Sept ans après l'entrée en application du RGPD, la CNIL établit un bilan des effets du respect des exigences de sécurité imposées par le RGPD. Si les débats autour du RGPD ont souvent mis en avant les coûts de mise en conformité pour les entreprises, la CNIL propose aujourd'hui une analyse originale et chiffrée de ses bénéfices, en particulier sous l'angle de la cybersécurité.
Le RGPD, un levier d'investissement en cybersécurité
Dans l'économie numérique, l'investissement en cybersécurité constitue une décision stratégique, généralement arbitrée en fonction de son coût et du risque perçu de cyberattaque. Toutefois, ce raisonnement purement individuel ne prend pas toujours en compte les effets collatéraux, qu'ils soient positifs ou négatifs, de ces choix sur l'ensemble de la société. En économie, on parle alors d'externalités.
Trois types d'externalités identifiées par la CNIL
L'analyse de la CNIL distingue trois grandes catégories d'externalités en matière de cybersécurité.
1. Les externalités entre
entreprises
La sécurité d'une entreprise
bénéficie également à ses partenaires,
sous-traitants et parfois même à ses concurrents. Par
exemple, un sous-traitant faiblement sécurisé expose
indirectement les données de ses donneurs d'ordre. De la
même manière, un secteur fortement
sécurisé limite la propagation de cyberattaques,
créant un effet d'«immunité
collective» numérique. Toutefois, les entreprises ont
peu d'intérêt à investir pour
sécuriser leurs concurrents, ce qui limite naturellement les
efforts spontanés en la matière.
2. Les externalités vis-à-vis des
cybercriminels
Le sous-investissement en cybersécurité alimente
directement la rentabilité du cybercrime, notamment des
rançongiciels. Plus les attaques réussissent, plus
les cybercriminels peuvent exiger des rançons
élevées, créant ainsi un cercle vicieux qui
alimente la fréquence et la gravité des attaques.

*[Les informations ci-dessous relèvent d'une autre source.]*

PR #5152, opened 2022-12-20
util/raidboss: automate sildihn replacements

quisquous:


quisquous:
@JLGarber I didn't do this for older unreals, but I think this is something we could use in the future for keeping unreals in sync with each other

JLGarber:
Oh, nice. I like this. It should drastically cut down on the headache of "did I do the copypasta correctly?"

PR #5675, opened 2023-07-10
i18n: More FR translations

mooondark:


mooondark:
@quisquous 
Yeah, I saw that page, this is why I can translate all the missing lines! Thanks for this 👍

PR #5679, opened 2023-07-10
raidboss: round timeline time to avoid micro jumps

quisquous:


quisquous:
I noticed this while doing #5577 and it seemed inefficient, as any change like this often causes timerbars to be re-added entirely. It's invisible to the user, but a little silly to do. A better change in the future might be to re-use and update the times on bars rather than just add/remove them entirely, but that's out of scope for me right now.

PR #5682, opened 2023-07-10
raidemulator: Various fixes for CombatantMemory lines

valarnin:
Fixes various issues found while writing some custom triggers.

### DIFF
--- a/ui/raidboss/emulator/data/CombatantTracker.ts
+++ b/ui/raidboss/emulator/data/CombatantTracker.ts
@@ -98,9 +98,8 @@ export default class CombatantTracker {
   }
 
   addCombatantFromCombatantMemoryLine(line: LineEvent0x105): void {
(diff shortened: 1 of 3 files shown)


valarnin:
As an aside, one of the custom triggers I was writing was to identify where exactly in p12s p1 the LC line baits need to happen, see screenshot. Not sure if there's interest in me PRing this trigger or not.

image

quisquous:
> As an aside, one of the custom triggers I was writing was to identify where exactly in p12s p1 the LC line baits need to happen, see screenshot. Not sure if there's interest in me PRing this trigger or not.
> 
> image

Do you feel like this is useful to know in practice? Like, that's a lot of information to remember and try to turn into useful information.  How do you use it?

Or, is there some other way to use that information, by saying like "(1 + 3 bait quick)" or "(2 + 4 bait, wait a bit)" and also adjust the durations on the bait triggers to stay up until they happen?

PR #5689, opened 2023-07-13
raidboss: add durations for p12s white flame

quisquous:
Also adjust durations to reflect this.

From @valarnin's comment here: https://github.com/quisquous/cactbot/pull/5682#issuecomment-1631198471

A follow-up to this would be to adjust the calls about baiting to say "quick" or "delayed" or "very delayed" or something depending on how long the wait is.

### DIFF
--- a/ui/raidboss/data/06-ew/raid/p12s.ts
+++ b/ui/raidboss/data/06-ew/raid/p12s.ts
@@ -291,6 +291,10 @@ const getHeadmarkerId = (data: Data, matches: NetMatches['HeadMarker']) => {
   return (parseInt(matches.id, 16) - data.decOffset).toString(16).toUpperCase().padStart(4, '0');
 };
 
+export type LimitCutCombatantState = PluginCombatantState & {
+  order?: number;
+};
+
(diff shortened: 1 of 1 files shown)


quisquous:
I'm pretty sure this worked, but I forgot to stream so want to give this another round of testing next week (or somebody else could too) before merging.

Legends0:
I find it a bit confusing when it calls out the baits on #. I get after looking at it it is calling the adds as they come down, but it is easily confused with your number if seeing it for the first time, especially when the prevailing pf strat seems to not need to know anything about the add's jump order.

valarnin:
The main reason I wrote the initial version of this in the referenced PR is because I find it useful to know if the bait is fast or slow for 1/3 or 2/4 group.

quisquous:
Yeah, I think my thought is that this could be included in the bait laser calls (both alert and info) whether it's fast or slow (or very slow). The infotext call about the order would probably be dropped.

quisquous:
I'm going to land this first version with just the durations and then will follow up with more text on each bait.

PR #5691, opened 2023-07-13
raidboss: move P12S2 ultima ray call earlier

quisquous:


quisquous:
This is a WIP. I wanted the "which way to run" call to come out earlier. This works fine for Ultima Ray 1, but I'm not sure what's going on with Ultima Ray 2. I gave it a little bit more delay, but it needs more testing/fixing.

3. Les externalités vis-à-vis des clients
et utilisateurs
Les victimes ultimes des failles de sécurité sont
souvent les individus dont les données sont compromises
(usurpation d'identité, hameçonnage, fraude,
etc.). En l'absence de cadre juridique, les entreprises
pourraient être tentées de dissimuler ces violations
pour préserver leur réputation, privant ainsi les
personnes concernées des moyens de se prémunir contre
de nouvelles attaques.
Le RGPD, en rendant la notification obligatoire auprès des autorités et des personnes concernées (articles 33 et 34), réduit cette opacité et responsabilise les entreprises, tout en permettant une meilleure protection des personnes physiques.
Une première quantification des bénéfices: jusqu'à 219 millions d'euros de préjudices évités
L'étude de la CNIL fournit un éclairage chiffré intéressant sur l'impact positif du RGPD, notamment en matière d'usurpation d'identité:
- depuis l'entrée en vigueur du RGPD, la notification des violations de données aurait permis de réduire de 2,5% à 6,1% les cas d'usurpation d'identité en France;
- ce recul représenterait entre 90 et 219 millions d'euros de pertes évitées pour l'économie française depuis 2018;
- sur le plan européen, le gain serait compris entre 585 millions et 1,4 milliard d'euros;
- 82% de ces gains profiteraient directement aux entreprises, notamment via le maintien de la confiance des consommateurs dans l'économie numérique.
Un potentiel encore sous-estimé
La CNIL souligne que ces résultats ne représentent qu'une fraction des bénéfices globaux du RGPD en matière de cybersécurité. L'étude ne porte ici que sur l'usurpation d'identité et sur les effets directs des obligations de notification. Il conviendrait d'étendre ces analyses aux autres dimensions du cybercrime: rançongiciels, botnets, logiciels malveillants, etc.
L'étude met ainsi en évidence le rôle systémique du RGPD, non seulement comme texte protecteur des libertés individuelles, mais aussi comme vecteur d'un écosystème numérique plus sûr et économiquement plus stable. Elle illustre enfin le fait que le respect des obligations réglementaires peut également s'avérer être un investissement rentable pour les entreprises.
Enjeux pratiques pour les entreprises
Pour les entreprises, cette analyse de la CNIL rappelle plusieurs enjeux clés:
- la conformité au RGPD est un levier de sécurisation de leurs propres actifs numériques;
- le non-respect des obligations de notification expose à des sanctions et à des pertes de confiance durables;
- la cybersécurité doit être pensée non seulement comme une dépense de conformité, mais comme un facteur de compétitivité et de résilience.